Англия – особая страница в жизни и поэзии Ахматовой, она знала, что там живут близкие ей люди Саломея Андроникова и Борис Анреп. Она тяжело переживала варварские бомбежки Лондона, уже предчувствуя судьбу Ленинграда. В один из августовских вечеров 1940 года в своем "лондонском цикле" Ахматова обращается к тени Саломеи, не зная, что им еще случится встретиться въявь и что Саломея Николаевна волею судьбы окажется вовлеченной в обсуждение драматических обстоятельств августа 1945 года:
Всегда нарядней всех, всех розовей и выше,
Зачем всплываешь ты со дна погибших лет,
И память хищная передо мой колышет
Прозрачный профиль твой за стеклами карет?
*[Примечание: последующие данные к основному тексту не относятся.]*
PR #4431, opened 2026-08-26
feat: support 1D,2D arrays in cmperf

rahulguptajss:


cgrinds:
LLM review comments


## Findings (priority order)

### 1. High — 2D flatten order is unvalidated and likely disagrees with RestPerf

[populateArrayCounter](cmd/collectors/cmperf/cm2.go) uses `idx := i*len(labelsY) + j` (LabelsX outer, LabelsY fastest):

- Test data assumes `q0/rx, q0/tx, q1/rx, q1/tx`.
- RestPerf `rss_matrix` ([restperf_test.go](cmd/collectors/restperf/restperf_test.go) / [submetrics.json](cmd/collectors/restperf/testdata/submetrics.json)) is the opposite grouping: **all X for Y0, then all X for Y1** (`queue_0#tx_frames, queue_1#tx_frames, …, queue_0#tx_bytes, …`).

If CM2’s packed `List64` follows the same C-array/REST layout, **values will be attached to the wrong (X,Y) pair** while metric names still look plausible. Grafana `metric`/`submetric` labels (`metric=labelX`, `submetric=labelY`) match RestPerf *naming*, but only if the values line up.

The previous `TODO validate against data. wafl_hya_sizer … vsim has it as zero` was removed without a real protobuf fixture. [conf/cmperf/9.19.1/wafl_hya_sizer.yaml](conf/cmperf/9.19.1/wafl_hya_sizer.yaml) only collects `cache_stats`.

**Ask before merge:** dump a real CM2 schema+payload for `rss_matrix` or `wafl_hya_sizer` and assert layout. If it matches RestPerf, change the index to `j*len(labelsX)+i` (or iterate Y outer). Add a golden test from a captured `.pb`, not a hand-written slice.

### 2. Medium — denominator `Exportable` regression (Copilot is right)

In `buildCountersFromSchema`, new code does `m.SetExportable(denomMetric.Exportable)`. Previously (and in RestPerf/StatPerf) denominators were **always** `SetExportable(false)` even when the template already listed the base counter.

If a template includes both a cooked counter and its base, cmperf will start exporting the base. That is extra series, possible dashboard duplication, and a collector inconsistency.

**Fix:** always `m.SetExportable(false)` for denominator metrics created/used as bases (and optionally force `denomMetric.Exportable = false`).

### 3. Medium — supportability of shape mismatches

Per-instance details are `Debug` only. The poll-level Warn is:

- `occurrences` (sum of instance hits)
- `counters` (names only)

On-call will not see expected vs got, 1D vs 2D, or LabelsX/Y sizes unless debug is on. For a new code path this will be the first thing asked in a ticket.

**Fix:** keep one Warn, but include first-mismatch dimensions (e.g. `expected`, `got`, `labelsX`, `labelsY`) or a compact `name=expected/got` list. Avoid logging every instance at Warn.

### 4. Low — array-shaped base forced to `raw`

Forcing `ctrType = "raw"` when the base is array-shaped (including after template `override`) avoids a panic, but exported values will be uncooked cumulatives for `average`/`percent`/`rate` counters. Easy to misread in Grafana.

Prefer skip/not export those numerators, or document clearly in the Warn that values are **not** rates/averages. Also log when an `override` is discarded.

### 5. Low — tests miss the cook path

Unit tests cover metric creation, `HasBaseIndex`, 2D key naming, and mismatch skip. They do **not** cover:

- `cookCounters` on flattened 1D/2D + scalar denominator (delta/divide)
- 2D layout vs a captured CM2 file
- `batchBeforeSchema` drop
- denom `Exportable: false`

`TestBuildCountersFromSchema_CreatesOnCurMat` does not assert `counterInfo["read_io_type"].denominator == "read_io_type_base"`.

### 6. Nit — dead branch

Inside `if len(cs.LabelsY) > 0`, `len(labelsY) == 0` cannot happen. Harmless; drop it.

cmd/collectors/cmperf/cm2.go
```diff
@@ -139,42 +125,73 @@ func hasHistogramSuffix(name string) bool {
...
+			}
+		}
 
 		if ov := c.GetOverride(name); ov != "" {
 			ctrType = ov
 		}
+		if baseIsArrayShaped {
+			// Per-label division isn't possible regardless of what the template overrides to.
+			if inTemplate {
+				if ov := c.GetOverride(name); ov != "" && ov != "raw" {
```
cgrinds: reuse c.GetOverride(name) from line 165

cmd/collectors/cmperf/cm2.go
```diff
@@ -626,27 +664,32 @@ func (c *CmPerf) populateArrayCounter(
...
 				idx := i*len(labelsY) + j
-				if idx >= len(values) {
-					c.Logger.Warn("2D array counter: values exhausted before labels",
-						slog.String("counter", cs.Name),
-						slog.Int("expected", len(labelsX)*len(labelsY)),
-						slog.Int("got", len(values)),
-					)
-					return count
-				}
 				k := cs.Name + arrayKeyToken + labelX + arrayKeyToken + labelY
```
cgrinds: key is fully re-concatenated per cell per instance, move the cs.Name + "#" + labelX prefix to the outer loop

cmd/collectors/cmperf/cm2.go
```diff
@@ -139,42 +125,73 @@ func hasHistogramSuffix(name string) bool {
...
+			// Per-label division isn't possible regardless of what the template overrides to.
+			if inTemplate {
+				if ov := c.GetOverride(name); ov != "" && ov != "raw" {
+					c.Logger.Warn("template override discarded, base counter is array-shaped",
+						slog.String("counter", name),
+						slog.String("override", ov),
+					)
+				}
+			}
+			ctrType = "raw"
```
cgrinds, line 181: Does this leave the metric exportable, so a CookAverage/CookPercent counter ships its raw cumulative ONTAP value under a name customers read as a latency/percent? Might be better to not export rather than publish wrong units

rahulguptajss:
> LLM review comments
> 
> ## Findings (priority order)
> ### 1. High — 2D flatten order is unvalidated and likely disagrees with RestPerf
> [populateArrayCounter](cmd/collectors/cmperf/cm2.go) uses `idx := i*len(labelsY) + j` (LabelsX outer, LabelsY fastest):
> 
> * Test data assumes `q0/rx, q0/tx, q1/rx, q1/tx`.
> * RestPerf `rss_matrix` ([restperf_test.go](cmd/collectors/restperf/restperf_test.go) / [submetrics.json](cmd/collectors/restperf/testdata/submetrics.json)) is the opposite grouping: **all X for Y0, then all X for Y1** (`queue_0#tx_frames, queue_1#tx_frames, …, queue_0#tx_bytes, …`).
> 
> If CM2’s packed `List64` follows the same C-array/REST layout, **values will be attached to the wrong (X,Y) pair** while metric names still look plausible. Grafana `metric`/`submetric` labels (`metric=labelX`, `submetric=labelY`) match RestPerf _naming_, but only if the values line up.
> 
> The previous `TODO validate against data. wafl_hya_sizer … vsim has it as zero` was removed without a real protobuf fixture. [conf/cmperf/9.19.1/wafl_hya_sizer.yaml](conf/cmperf/9.19.1/wafl_hya_sizer.yaml) only collects `cache_stats`.
> 
> **Ask before merge:** dump a real CM2 schema+payload for `rss_matrix` or `wafl_hya_sizer` and assert layout. If it matches RestPerf, change the index to `j*len(labelsX)+i` (or iterate Y outer). Add a golden test from a captured `.pb`, not a hand-written slice.
> 
> ### 2. Medium — denominator `Exportable` regression (Copilot is right)
> In `buildCountersFromSchema`, new code does `m.SetExportable(denomMetric.Exportable)`. Previously (and in RestPerf/StatPerf) denominators were **always** `SetExportable(false)` even when the template already listed the base counter.
> 
> If a template includes both a cooked counter and its base, cmperf will start exporting the base. That is extra series, possible dashboard duplication, and a collector inconsistency.
> 
> **Fix:** always `m.SetExportable(false)` for denominator metrics created/used as bases (and optionally force `denomMetric.Exportable = false`).
> 
> ### 3. Medium — supportability of shape mismatches
> Per-instance details are `Debug` only. The poll-level Warn is:
> 
> * `occurrences` (sum of instance hits)
> * `counters` (names only)
> 
> On-call will not see expected vs got, 1D vs 2D, or LabelsX/Y sizes unless debug is on. For a new code path this will be the first thing asked in a ticket.
> 
> **Fix:** keep one Warn, but include first-mismatch dimensions (e.g. `expected`, `got`, `labelsX`, `labelsY`) or a compact `name=expected/got` list. Avoid logging every instance at Warn.
> 
> ### 4. Low — array-shaped base forced to `raw`
> Forcing `ctrType = "raw"` when the base is array-shaped (including after template `override`) avoids a panic, but exported values will be uncooked cumulatives for `average`/`percent`/`rate` counters. Easy to misread in Grafana.
> 
> Prefer skip/not export those numerators, or document clearly in the Warn that values are **not** rates/averages. Also log when an `override` is discarded.
> 
> ### 5. Low — tests miss the cook path
> Unit tests cover metric creation, `HasBaseIndex`, 2D key naming, and mismatch skip. They do **not** cover:
> 
> * `cookCounters` on flattened 1D/2D + scalar denominator (delta/divide)
> * 2D layout vs a captured CM2 file
> * `batchBeforeSchema` drop
> * denom `Exportable: false`
> 
> `TestBuildCountersFromSchema_CreatesOnCurMat` does not assert `counterInfo["read_io_type"].denominator == "read_io_type_base"`.
> 
> ### 6. Nit — dead branch
> Inside `if len(cs.LabelsY) > 0`, `len(labelsY) == 0` cannot happen. Harmless; drop it.

First 2 comments from LLM are incorrect. Updated PR with other logging and test related comments.

cmd/collectors/cmperf/cm2.go
rahulguptajss: Added

cgrinds (approved):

Как спорили тогда – ты ангел или птица?
Соломинкой тебя назвал поэт.
Равно на всех сквозь черные ресницы
Дарьяльских глаз струился нежный свет.
О тень! Прости меня, но ясная погода,
Флобер, бессонница и поздняя сирень
Тебя – красавицу тринадцатого года -
И твой безоблачный и равнодушный день
Напомнили… А мне такого рода
Воспоминанья не к лицу. О тень!
(Тень, 1940)
Всплывшая в "воспоминаньях" грузинская княжна Саломея Андроникова, заброшенная судьбой в Англию, как и вся английская тема у Ахматовой в преддверии Великой Отечественной войны, оказались, как то обычно бывало, ее предчувствием будущего.